The task: From the records below, copy every line that contains the word "input".

Data to use:
□ □ □ □

PR #245, opened 2026-01-15
feat: show BTC and sBTC balances

heidar-stacks:
- Show BTC and sBTC balances besides input field
- Add "MAX" functionality to input max token amount
- Configure Vitest to run tests on CI
- Add unit test


.github/workflows/ci.yml
```diff
@@ -25,8 +25,14 @@ jobs:
...
           node-version: ${{ matrix.node-version }}
 
-      - name: Yarn Build
+      - name: Install Dependencies
+        id: yarn_install
+        run: yarn install --frozen-lockfile
+
+      - name: Run Tests
+        id: yarn_test
+        run: yarn test
```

□ □ □ □

Solution to this exercise:
- Show BTC and sBTC balances besides input field
- Add "MAX" functionality to input max token amount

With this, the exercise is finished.